Under no circumstances alter the records; copy each one exactly.

** Opening Task inputs block **

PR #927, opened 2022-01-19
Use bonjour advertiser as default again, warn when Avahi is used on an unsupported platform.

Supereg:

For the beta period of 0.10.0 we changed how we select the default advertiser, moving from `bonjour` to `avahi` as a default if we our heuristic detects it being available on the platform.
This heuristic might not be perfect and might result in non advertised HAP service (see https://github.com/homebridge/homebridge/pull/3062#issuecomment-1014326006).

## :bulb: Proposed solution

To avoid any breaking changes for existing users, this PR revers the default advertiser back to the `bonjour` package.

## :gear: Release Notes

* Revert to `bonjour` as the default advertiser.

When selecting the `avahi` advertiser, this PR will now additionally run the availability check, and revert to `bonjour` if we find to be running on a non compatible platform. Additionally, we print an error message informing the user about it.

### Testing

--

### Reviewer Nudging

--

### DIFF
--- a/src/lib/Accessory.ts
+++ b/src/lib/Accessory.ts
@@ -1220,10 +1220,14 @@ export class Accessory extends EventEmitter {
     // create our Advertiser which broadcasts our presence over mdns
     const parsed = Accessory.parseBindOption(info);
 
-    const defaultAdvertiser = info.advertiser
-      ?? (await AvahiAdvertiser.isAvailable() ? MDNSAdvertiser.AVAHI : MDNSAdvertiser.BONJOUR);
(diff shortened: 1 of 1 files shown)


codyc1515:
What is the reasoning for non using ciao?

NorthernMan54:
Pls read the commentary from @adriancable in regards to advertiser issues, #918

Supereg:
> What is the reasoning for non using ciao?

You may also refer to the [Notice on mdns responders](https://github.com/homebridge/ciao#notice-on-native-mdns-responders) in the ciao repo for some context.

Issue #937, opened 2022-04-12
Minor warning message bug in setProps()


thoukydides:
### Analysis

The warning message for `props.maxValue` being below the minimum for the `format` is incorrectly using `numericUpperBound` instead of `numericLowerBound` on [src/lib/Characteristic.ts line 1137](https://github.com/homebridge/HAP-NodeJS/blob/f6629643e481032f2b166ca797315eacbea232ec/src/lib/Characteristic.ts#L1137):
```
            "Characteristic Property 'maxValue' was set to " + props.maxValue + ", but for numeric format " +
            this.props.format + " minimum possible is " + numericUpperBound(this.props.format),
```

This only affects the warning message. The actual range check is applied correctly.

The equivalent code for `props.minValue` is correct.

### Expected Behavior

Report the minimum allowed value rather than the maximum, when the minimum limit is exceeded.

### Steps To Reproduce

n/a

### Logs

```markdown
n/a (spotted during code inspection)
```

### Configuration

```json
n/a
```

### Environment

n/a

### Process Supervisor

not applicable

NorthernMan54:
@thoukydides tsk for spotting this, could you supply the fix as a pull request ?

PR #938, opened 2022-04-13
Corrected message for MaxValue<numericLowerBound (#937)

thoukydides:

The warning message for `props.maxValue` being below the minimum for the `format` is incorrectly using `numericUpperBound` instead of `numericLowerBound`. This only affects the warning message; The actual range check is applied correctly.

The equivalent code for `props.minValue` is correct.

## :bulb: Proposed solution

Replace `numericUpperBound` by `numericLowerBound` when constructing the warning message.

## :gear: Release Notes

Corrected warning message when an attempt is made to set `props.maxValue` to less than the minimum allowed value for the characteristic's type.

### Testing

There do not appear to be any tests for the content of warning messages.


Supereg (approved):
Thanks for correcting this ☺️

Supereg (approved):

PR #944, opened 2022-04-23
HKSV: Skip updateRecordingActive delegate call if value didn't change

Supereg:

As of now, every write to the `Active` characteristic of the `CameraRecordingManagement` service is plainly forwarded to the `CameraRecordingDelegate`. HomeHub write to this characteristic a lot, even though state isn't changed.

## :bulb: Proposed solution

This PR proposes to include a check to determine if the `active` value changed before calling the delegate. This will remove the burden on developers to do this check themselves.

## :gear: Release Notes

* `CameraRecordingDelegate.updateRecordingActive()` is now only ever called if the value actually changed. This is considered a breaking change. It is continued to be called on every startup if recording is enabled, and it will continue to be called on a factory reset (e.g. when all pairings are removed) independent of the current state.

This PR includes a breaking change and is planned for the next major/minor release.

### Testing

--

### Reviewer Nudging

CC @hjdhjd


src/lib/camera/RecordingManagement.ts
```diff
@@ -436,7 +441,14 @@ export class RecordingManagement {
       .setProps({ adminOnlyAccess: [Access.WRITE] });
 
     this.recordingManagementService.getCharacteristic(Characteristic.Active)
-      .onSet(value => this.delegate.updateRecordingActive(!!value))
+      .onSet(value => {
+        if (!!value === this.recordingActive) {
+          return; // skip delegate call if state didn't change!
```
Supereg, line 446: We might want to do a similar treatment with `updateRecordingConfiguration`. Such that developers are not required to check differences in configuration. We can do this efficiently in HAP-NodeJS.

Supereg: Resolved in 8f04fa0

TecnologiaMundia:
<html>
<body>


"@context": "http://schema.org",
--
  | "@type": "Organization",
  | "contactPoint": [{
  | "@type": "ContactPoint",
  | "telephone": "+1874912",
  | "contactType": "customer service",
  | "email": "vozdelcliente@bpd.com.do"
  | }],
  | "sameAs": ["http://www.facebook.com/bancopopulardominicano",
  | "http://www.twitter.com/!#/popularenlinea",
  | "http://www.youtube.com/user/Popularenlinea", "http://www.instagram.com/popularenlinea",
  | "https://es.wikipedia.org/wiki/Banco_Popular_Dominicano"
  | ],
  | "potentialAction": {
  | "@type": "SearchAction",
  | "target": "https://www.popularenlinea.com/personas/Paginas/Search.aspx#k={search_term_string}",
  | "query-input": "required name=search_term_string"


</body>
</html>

** Closing Task inputs block **

*Finished task*:
PR #927, opened 2022-01-19
Use bonjour advertiser as default again, warn when Avahi is used on an unsupported platform.

Supereg:

For the beta period of 0.10.0 we changed how we select the default advertiser, moving from `bonjour` to `avahi` as a default if we our heuristic detects it being available on the platform.
This heuristic might not be perfect and might result in non advertised HAP service (see https://github.com/homebridge/homebridge/pull/3062#issuecomment-1014326006).

## :bulb: Proposed solution

To avoid any breaking changes for existing users, this PR revers the default advertiser back to the `bonjour` package.

## :gear: Release Notes

* Revert to `bonjour` as the default advertiser.

When selecting the `avahi` advertiser, this PR will now additionally run the availability check, and revert to `bonjour` if we find to be running on a non compatible platform. Additionally, we print an error message informing the user about it.

### Testing

--

### Reviewer Nudging

--

### DIFF
--- a/src/lib/Accessory.ts
+++ b/src/lib/Accessory.ts
@@ -1220,10 +1220,14 @@ export class Accessory extends EventEmitter {
     // create our Advertiser which broadcasts our presence over mdns
     const parsed = Accessory.parseBindOption(info);
 
-    const defaultAdvertiser = info.advertiser
-      ?? (await AvahiAdvertiser.isAvailable() ? MDNSAdvertiser.AVAHI : MDNSAdvertiser.BONJOUR);
(diff shortened: 1 of 1 files shown)


codyc1515:
What is the reasoning for non using ciao?

NorthernMan54:
Pls read the commentary from @adriancable in regards to advertiser issues, #918

Supereg:
> What is the reasoning for non using ciao?

You may also refer to the [Notice on mdns responders](https://github.com/homebridge/ciao#notice-on-native-mdns-responders) in the ciao repo for some context.

Issue #937, opened 2022-04-12
Minor warning message bug in setProps()


thoukydides:
### Analysis

The warning message for `props.maxValue` being below the minimum for the `format` is incorrectly using `numericUpperBound` instead of `numericLowerBound` on [src/lib/Characteristic.ts line 1137](https://github.com/homebridge/HAP-NodeJS/blob/f6629643e481032f2b166ca797315eacbea232ec/src/lib/Characteristic.ts#L1137):
```
            "Characteristic Property 'maxValue' was set to " + props.maxValue + ", but for numeric format " +
            this.props.format + " minimum possible is " + numericUpperBound(this.props.format),
```

This only affects the warning message. The actual range check is applied correctly.

The equivalent code for `props.minValue` is correct.

### Expected Behavior

Report the minimum allowed value rather than the maximum, when the minimum limit is exceeded.

### Steps To Reproduce

n/a

### Logs

```markdown
n/a (spotted during code inspection)
```

### Configuration

```json
n/a
```

### Environment

n/a

### Process Supervisor

not applicable

NorthernMan54:
@thoukydides tsk for spotting this, could you supply the fix as a pull request ?

PR #938, opened 2022-04-13
Corrected message for MaxValue<numericLowerBound (#937)

thoukydides:

The warning message for `props.maxValue` being below the minimum for the `format` is incorrectly using `numericUpperBound` instead of `numericLowerBound`. This only affects the warning message; The actual range check is applied correctly.

The equivalent code for `props.minValue` is correct.

## :bulb: Proposed solution

Replace `numericUpperBound` by `numericLowerBound` when constructing the warning message.

## :gear: Release Notes

Corrected warning message when an attempt is made to set `props.maxValue` to less than the minimum allowed value for the characteristic's type.

### Testing

There do not appear to be any tests for the content of warning messages.


Supereg (approved):
Thanks for correcting this ☺️

Supereg (approved):

PR #944, opened 2022-04-23
HKSV: Skip updateRecordingActive delegate call if value didn't change

Supereg:

As of now, every write to the `Active` characteristic of the `CameraRecordingManagement` service is plainly forwarded to the `CameraRecordingDelegate`. HomeHub write to this characteristic a lot, even though state isn't changed.

## :bulb: Proposed solution

This PR proposes to include a check to determine if the `active` value changed before calling the delegate. This will remove the burden on developers to do this check themselves.

## :gear: Release Notes

* `CameraRecordingDelegate.updateRecordingActive()` is now only ever called if the value actually changed. This is considered a breaking change. It is continued to be called on every startup if recording is enabled, and it will continue to be called on a factory reset (e.g. when all pairings are removed) independent of the current state.

This PR includes a breaking change and is planned for the next major/minor release.

### Testing

--

### Reviewer Nudging

CC @hjdhjd


src/lib/camera/RecordingManagement.ts
```diff
@@ -436,7 +441,14 @@ export class RecordingManagement {
       .setProps({ adminOnlyAccess: [Access.WRITE] });
 
     this.recordingManagementService.getCharacteristic(Characteristic.Active)
-      .onSet(value => this.delegate.updateRecordingActive(!!value))
+      .onSet(value => {
+        if (!!value === this.recordingActive) {
+          return; // skip delegate call if state didn't change!
```
Supereg, line 446: We might want to do a similar treatment with `updateRecordingConfiguration`. Such that developers are not required to check differences in configuration. We can do this efficiently in HAP-NodeJS.

Supereg: Resolved in 8f04fa0

TecnologiaMundia:
<html>
<body>


"@context": "http://schema.org",
--
  | "@type": "Organization",
  | "contactPoint": [{
  | "@type": "ContactPoint",
  | "telephone": "+1874912",
  | "contactType": "customer service",
  | "email": "vozdelcliente@bpd.com.do"
  | }],
  | "sameAs": ["http://www.facebook.com/bancopopulardominicano",
  | "http://www.twitter.com/!#/popularenlinea",
  | "http://www.youtube.com/user/Popularenlinea", "http://www.instagram.com/popularenlinea",
  | "https://es.wikipedia.org/wiki/Banco_Popular_Dominicano"
  | ],
  | "potentialAction": {
  | "@type": "SearchAction",
  | "target": "https://www.popularenlinea.com/personas/Paginas/Search.aspx#k={search_term_string}",
  | "query-input": "required name=search_term_string"


</body>
</html>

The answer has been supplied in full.